Sara Koliner, Policy Analysis Project Assistant, Project HealthDesign National Program Office
Last week, the Patient-Centered Outcomes Research Institute (PCORI) approved 51 awards as part of its second cycle of funding in support of the development of a National Patient-Centered Clinical Research Network, part of the “Accelerating Patient-Centered and Methodological Research” Priority for Research.
Studies in Comparative Effectiveness Research (CER) rely on dense and nuanced information in order to accurately assess the quality of one treatment over another. The studies approved by PCORI, especially those concerning the assessment of prevention, diagnosis, and treatment options, cannot rely on coarse measurements such as mortality rates or a running list of potential side effects to inform medical providers and policymakers about the quality of life lived by treated patients. Instead, studies such as this could benefit from the real-time collection of the patient’s observations during treatment — information that Observations of Daily Living (ODLs) readily provide.
For example, a PCORI-funded University of Pennsylvania study has proposed to investigate the comparative effectiveness between two treatments for inflammatory bowel diseases, including Crohn’s disease. In order to quantify patient preferences for relevant treatment outcomes, a discrete choice experiment will be implemented using known attributes (e.g. the risk of serious infection, treatment failure requiring surgery, etc.). While these attributes of a treatment are important to informed decision making, they do not capture the entirety of patient-preference, especially with regard to unpredicted effects experienced during treatment.
The Project HealthDesign team, Chronology.MD, also focused on individuals with Crohn’s disease, but with the focus on their experiences during the study, rather than just the clinical outcomes. By giving patients a way to self-monitor through the collection of ODLs, the team made an enlightening observation (discussed in a blog post last year):
“Overall, the ODLs that the patients felt were the most personally relevant to track were (in order of most frequently cited): abdominal pain, weight, energy, journal, stress, daily activity, medications, sleep, lab tests, and trigger foods. […]Patients in the 25-34 years age group were more likely to report abdominal pain and weight as the two most relevant ODLs for them to share with their providers; patients in the 35-44 age group reported that the journal and abdominal pain were most relevant to share; and patients in the 45-54 age group unanimously reported stress and energy as the two most relevant ODLs to share with their providers.”
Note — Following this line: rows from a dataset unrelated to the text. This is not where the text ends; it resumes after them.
PR #5786, opened 2021-09-05
feat: proportional–integral–derivative controller

crocket63:
Fixes #[issue_no]

## Summary of Changes

Simple PID implementation that should be imune to integral windup and provides non symetrical output bounds.
No filter added on D term so use d term at your own risk for noisy system responses

## Additional context

## Testing instructions

Autobrake controller is the guinea pig using the new PID controller.
Please check autobrake behaviour in LO MED and MAX in different CPU load conditions:
- huge airports with lower fps,
- small airports without traffic for best fps performance.

Autobrake should behave normally, and consistently between all cpu load conditions
-No abnormal brake oscillations in any autobrake mode
-Decel light not blinking forever (can blink once or twice as already observed on real plane)


src/systems/systems/src/shared/pid.rs
```diff
@@ -0,0 +1,173 @@
...
+    fn pid_init() {
+        let pid = Pid::new(1., 1., 1., 0., 1., 1.);
+
+        assert!(pid.output == 0.)
+    }
+
+    #[test]
+    fn proportional() {
+        let mut pid = Pid::new(2.0, 0.0, 0.0, 0.0, 100.0, 10.0);
+        assert!((pid.setpoint - 10.).abs() < f64::EPSILON);
```
BlueberryKing, line 108:
```suggestion
        assert_eq!(pid.setpoint, 10.);
```

src/systems/systems/src/shared/pid.rs
```diff
@@ -0,0 +1,173 @@
...
+        }
+
+        let error = self.setpoint - measurement;
+
+        let p_term;
+        if self.error_k_1.is_some() {
+            p_term = (error - self.error_k_1.unwrap()) * self.kp;
+        } else {
+            p_term = error * self.kp;
+        }
```
BlueberryKing, line 64:
```suggestion
        let mut p_term = error * self.kp;
        if let Some(error_k_1) = self.error_k_1 {
            p_term -= error_k_1 * self.kp;
        }
```

src/systems/systems/src/shared/pid.rs
```diff
@@ -0,0 +1,173 @@
...
+
+#[cfg(test)]
+mod tests {
+
+    use super::*;
+    #[test]
+    fn pid_init() {
+        let pid = Pid::new(1., 1., 1., 0., 1., 1.);
+
+        assert!(pid.output == 0.)
```
BlueberryKing, line 102:
```suggestion
        assert_eq!(pid.output, 0.)
```

src/systems/systems/src/shared/pid.rs
```diff
@@ -0,0 +1,173 @@
...
+
+        // Test simple proportional
+        assert!((pid.next_control_output(0.0, None) - 20.).abs() < f64::EPSILON);
+    }
+
+    #[test]
+    fn derivative() {
+        let mut pid = Pid::new(0.0, 0.0, 2.0, -100.0, 100., 10.0);
+
+        //No derivative term for first two updates
```
BlueberryKing, line 118:
```suggestion
        // No derivative term for first two updates
```

src/systems/systems/src/shared/pid.rs
```diff
@@ -0,0 +1,173 @@
...
+        assert!((pid.next_control_output(0.0, None) - 0.).abs() < f64::EPSILON);
+        assert!((pid.next_control_output(0.0, None) - 0.).abs() < f64::EPSILON);
+
+        // Test that there's a derivative at 3rd update
+        assert!((pid.next_control_output(5.0, None) - -10.).abs() < f64::EPSILON);
+
+        //Then no more derivative term
```
BlueberryKing, line 125:
```suggestion
        // Then no more derivative term
```

src/systems/systems/src/shared/pid.rs
```diff
@@ -0,0 +1,173 @@
...
+    fn reset_error(&mut self) {
+        self.error_k_2 = None;
+        self.error_k_1 = None;
+    }
+}
+
+#[cfg(test)]
+mod tests {
+
+    use super::*;
```
BlueberryKing, line 97:
```suggestion
    use super::*;

```

src/systems/systems/src/shared/pid.rs
```diff
@@ -0,0 +1,173 @@
+use std::time::Duration;
+
+// Pid controller implementation
+// Implementation in a recursive form
+// u(k+1) = u(k) + (e(k)-e(k-1))*Kp + e(k) * Ki * dt + (e(k)- 2*e(k-1) + e(k-2)) * Kd / dt
```
BlueberryKing, line 5:
```suggestion
// u(k+1) = u(k) + (e(k) - e(k-1)) * Kp + e(k) * Ki * dt + (e(k) - 2 * e(k-1) + e(k-2)) * Kd / dt
```

BlueberryKing (changes requested):
Good stuff! Left some suggestions, mostly stylistic things.

I quickly tested it out in the pneumatic system and it was very easy to use. I did not run into any stability issues. I might need to re-tune some parameters but that's expected.

src/systems/systems/src/shared/pid.rs
```diff
@@ -0,0 +1,166 @@
...
+        Self {
+            kp,
+            ki,
+            kd,
+            min_output,
+            max_output,
+            setpoint,
+            error_k_1: None,
+            error_k_2: None,
+            output: 0.,
```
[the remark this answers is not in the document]
crocket63: This one is pretty much on purpose, as for None error we just skip d term evaluation whereas for first iteration the output really should be 0.  Yet I see how it can get confusing...... Will have a second look!

src/systems/systems/src/shared/pid.rs
crocket63: This is unreadable I know, but your suggestion would not compile because of direct f64 comparison sadly.... Unless I miss your point?

src/systems/systems/src/shared/pid.rs
crocket63: Same as the other assert comment :/

src/systems/systems/src/shared/pid.rs
crocket63: Wouldn't we add another multiplication here just for fun? I know cpu is cheap :D    Must admit I'm not a fan of the let Some sugar stuff.

src/systems/systems/src/shared/pid.rs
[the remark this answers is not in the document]
BlueberryKing: Ok, I guess I can see how you'd want to have `output` be `0` if `next_control_output` has not been called yet. 👍

src/systems/systems/src/shared/pid.rs
BlueberryKing: As you say, one multiplication is really not something we should be concerned about. I can live with the `is_some` -> `unwrap` stuff, but I wouldn't feel good if I hadn't point it out :D

src/systems/systems/src/shared/pid.rs
BlueberryKing: Really? You can't just compare two floats in Rust like that? Good to know. Sorry about that!

src/systems/systems/src/shared/pid.rs
```diff
@@ -0,0 +1,178 @@
+use std::time::Duration;
+
+// Pid controller implementation
+// Implementation in a recursive form
+// u(k+1) = u(k) + (e(k) - e(k-1)) * Kp + e(k) * Ki * dt + (e(k) - 2 * e(k-1) + e(k-2)) * Kd / dt
+// For variable dt add dt duration as argument, if fixed dt or scheduled synchronously with controlled system input None as dt
+pub struct Pid {
```
davidwalschots, line 7: **suggestion**: Maybe rename to `PidController`?
```suggestion
pub struct PidController {
```

src/systems/systems/src/shared/pid.rs
```diff
@@ -0,0 +1,178 @@
+use std::time::Duration;
+
+// Pid controller implementation
+// Implementation in a recursive form
+// u(k+1) = u(k) + (e(k) - e(k-1)) * Kp + e(k) * Ki * dt + (e(k) - 2 * e(k-1) + e(k-2)) * Kd / dt
+// For variable dt add dt duration as argument, if fixed dt or scheduled synchronously with controlled system input None as dt
```
davidwalschots, line 6: **question**: Should this be a rust doc comment?

src/systems/systems/src/hydraulic/brake_circuit.rs
```diff
@@ -448,7 +444,8 @@ impl AutobrakeDecelerationGovernor {
     fn disengage(&mut self) {
         self.is_engaged = false;
         self.time_engaged = Duration::from_secs(0);
-        self.target = Acceleration::new::<meter_per_second_squared>(10.);
+        self.pid_controller
+            .reset(Self::RESET_ACCEL_VALUE_M_S_SQUARED);
```
davidwalschots, line 448: **question**: Would a particular instance of a `PidController` always be reset to the same value, or can the value be different?
**suggestion**: If it's always reset to the same value I'd suggest moving the reset value into the constructor function and then simply writing `self.pid_controller.reset()` here and at the other usage.

src/systems/systems/src/hydraulic/brake_circuit.rs
```diff
@@ -402,10 +403,7 @@ impl Default for AutobrakePanel {
 /// Deceleration governor is the PI controller computing the expected brake force to reach the target
 /// it's been given by update caller
 pub struct AutobrakeDecelerationGovernor {
-    target: Acceleration,
-    i_gain: f64,
-    p_gain: f64,
-    last_error: f64,
+    pid_controller: Pid,
```
davidwalschots, line 406: **thought**: It would be really awesome if we could write `Pid<Acceleration>`, such that we don't have the `.get::<meter_per_second_squared>()` calls everywhere. Sadly, uom's macro generic types are not so trivial and I've been unable to figure out which generic type constraints would need to be applied to the `Pid` type for it to work. Maybe @devsnek knows?

src/systems/systems/src/hydraulic/brake_circuit.rs
```diff
@@ -471,19 +471,14 @@ impl AutobrakeDecelerationGovernor {
...
-            let i_term = self.i_gain * target_error;
-            self.current_output += p_term + i_term;
-
-            self.last_error = target_error;
-
-            self.current_output = self.current_output.min(1.).max(0.);
+            self.current_output = -self.pid_controller.next_control_output(
+                self.filtered_acceleration.get::<meter_per_second_squared>(),
+                Some(context.delta()),
+            );
```
davidwalschots, line 477: **question**: Do you expect situations in which the delta wouldn't be available (and thus would be `None`)? Right now this only happens in your unit tests. Outside of unit tests it is always `Some`.

src/systems/systems/src/shared/pid.rs
davidwalschots: Not really the same though, as you're doing direct equality comparison here, so changing to `assert_eq!` is correct. The question here is whether one can safely compare for equality against 0.

src/systems/systems/src/hydraulic/brake_circuit.rs
davidwalschots: @devsnek Something _like_ that. But that isn't really the type I need. I think it's something along the lines of `Quantity<Dimension<???>, ???, ???>` but am not sure how to go from there.

> the trait bound `Quantity<(dyn uom::si::Dimension<L = PInt<UInt<UTerm, B1>>, J = Z0, M = Z0, T = NInt<UInt<UInt<UTerm, B1>, B0>>, N = Z0, I = Z0, Kind = (dyn Kind + 'static), Th = Z0> + 'static), (dyn Units<f64, electric_current = ampere, time = uom::si::time::second, luminous_intensity = candela, mass = kilogram, thermodynamic_temperature = uom::si::thermodynamic_temperature::kelvin, amount_of_substance = mole, length = meter> + 'static), f64>: uom::si::Unit` is not satisfied
the trait `uom::si::Unit` is not implemented for `Quantity<(dyn uom::si::Dimension<L = PInt<UInt<UTerm, B1>>, J = Z0, M = Z0, T = NInt<UInt<UInt<UTerm, B1>, B0>>, N = Z0, I = Z0, Kind = (dyn Kind + 'static), Th = Z0> + 'static), (dyn Units<f64, electric_current = ampere, time = uom::si::time::second, luminous_intensity = candela, mass = kilogram, thermodynamic_temperature = uom::si::thermodynamic_temperature::kelvin, amount_of_substance = mole, length = meter> + 'static), f64>`rustcE0277

src/systems/systems/src/shared/pid.rs
davidwalschots: @BlueberryKing Comparing floating point numbers for equality is tricky in any language. You can compare safely with `<` and `>`, but not with `<=`, `>=`, `==`, or `!=`. If you feel like hurting your brain, have a read [here](https://randomascii.wordpress.com/2012/02/25/comparing-floating-point-numbers-2012-edition/).

BlueberryKing: Yeah, I'm aware of this. I figured in this case there should be no problem as we are not doing any arithmetic before the comparison. Consequently `pid.setpoint` should indeed be precisely `10.` since this is perfectly representable in binary.

What caught me off guard was that `cargo clippy` actually complains about this.

src/systems/systems/src/hydraulic/brake_circuit.rs
crocket63: The pid library that Blueberry used at first had the "flaw" of not handling those delta times. 
So current implementation can use them, or not if None.

It should be used without delta in a fixed step context only (or adjusting gains depending on delta...).

src/systems/systems/src/hydraulic/brake_circuit.rs
crocket63: It might be useful to chose the reset point indeed for some cases. But your remark makes me realize code is wrong :D  The pid output is not necessarily same type as input, and in that case it's not, so it should be reset to 0 not to an acceleration value.

crocket63: Removed the parameter as this can be handled through a setpoint change when updating the controller.

davidwalschots (approved):

ShadowFrost3:


Object of testing: #5786
Tier of Testing:2
Date: 22/09/2021

Testing Process: C&D KDCA-KJFK
Rejected takeoff brakes work as expected high CPU
Landings conducted without spoilers or reversers to "feel" the brakes 
Med and low brakes work as expected high CPU
High, med, and low brakes work as expected at less CPU intensive places. 

Negatives: None found
Testing Results: Passed
Conclusions: 
Media:

jcalor:

Discord          : Jorge#6816
Object of testing: #5786 
Tier of Testing  : 1
Date             : 23/09/2021

Testing Process: 

ILS Practices:
- Spawned on RW25 EGGW. Calculated performance and did 2 rejected takeoffs
- Loaded aircraft again on RW25, calculated performance. Takeoff and started 2 ILS practices, the first one with autobrake LOW and the second one with MED.

Negatives: On the first landing, with autobrake LOW, inmediatly after touching down, got a stutter, with high CPU load and FPS dropped from ~42 to 25. FPS back to normal inmediatly, it was like 0.5sec.

Testing Results: Failed

Conclusions: My FPS were constant at every airport, so I couldn´t check if there´s more CPU load on huge apts than small apts. Rejected takoff + landings with autobrake MED went well. Maybe some checks from another QA Testers could find if this is a PR issue or my own issue. I´ll try to recreate the issue later.

crocket63:
> 
> Discord : Jorge#6816
> Object of testing: #5786
> Tier of Testing : 1
> Date : 23/09/2021
> 
> Testing Process:
> 
> ILS Practices:
> 
> * Spawned on RW25 EGGW. Calculated performance and did 2 rejected takeoffs
> * Loaded aircraft again on RW25, calculated performance. Takeoff and started 2 ILS practices, the first one with autobrake LOW and the second one with MED.
> 
> Negatives: On the first landing, with autobrake LOW, inmediatly after touching down, got a stutter, with high CPU load and FPS dropped from ~42 to 25. FPS back to normal inmediatly, it was like 0.5sec.
> 
> Testing Results: Failed
> 
> Conclusions: My FPS were constant at every airport, so I couldn´t check if there´s more CPU load on huge apts than small apts. Rejected takoff + landings with autobrake MED went well. Maybe some checks from another QA Testers could find if this is a PR issue or my own issue. I´ll try to recreate the issue later.

Had a quick test and can't reproduce a big performance hit in low AB mode. Would be nice to have some more people having a try. Was not expecting any performance change with this so I'll be surprised it's the PR itself. But well never knows :)

sidnov:
QA Report

Object of testing: #5786
Tier of Testing: 1
Date: 24/09/2021

Testing Process:
6 Landings/RTOs with different AB settings

1 on a fairly detailed airport, good/great FPS, no issues on touchdown
3 on KLAX, first landing had a significant 2-3 second pause, second and third were smooth without issues, with FPS being mediocre
2 on KJFK, no issues, mediocre FPS

All this was done with a YouTube stream on the second monitor, iTunes and a couple of browser tabs open (a bit taxing on the 8750H+1060 MaxQ combo)

Negatives: None
Testing Results: Passed

Conclusions: Apart from the one pause that I highly suspect to be linked with data streaming/rolling cache, I can't reproduce any stutters/pauses 100% accurately.

crocket63:
Did a small timing instrumentation on the autobrake update function and no problem shows related to this. Update keeps within 600 to 1500 nanoseconds.  There probably is a freeze problem on landing for some people but not related to AB change in this PR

We already know that patient-defined, patient-generated ODLs provide incomparable insight into a person’s health experiences on the individual scale—but that’s only half the story. The translation of these personal cues into values that can be compiled, cross-listed, and categorized brings patient-level data to the scale of a population. Through the amalgamation of individual-level data, the Chronology.MD team could see that a 30-year-old patient with Crohn’s Disease may prioritize weight over stress as an indication of health, while a 50-year-old may more likely do the opposite. When attempting to assess the effect of a treatment—especially in terms of quality of life—researchers must take these (in this case, age-related) preferences into account. Patient-centered outcomes rely on the perspectives, vocabularies, and concerns of real patients, not just the outcomes that clinicians are concerned about.
As we wrap up our eight year project and look to the future, it is important to also stress how much value remains to be produced by ODLs in the research agenda of patient-centered outcomes. Mobile technology and application software have never been more ready to be utilized by those working outside the confines of the traditional clinical research lab, and we are excited to see how patient-defined, patient-generated data illuminates the Comparative Effectiveness Research field.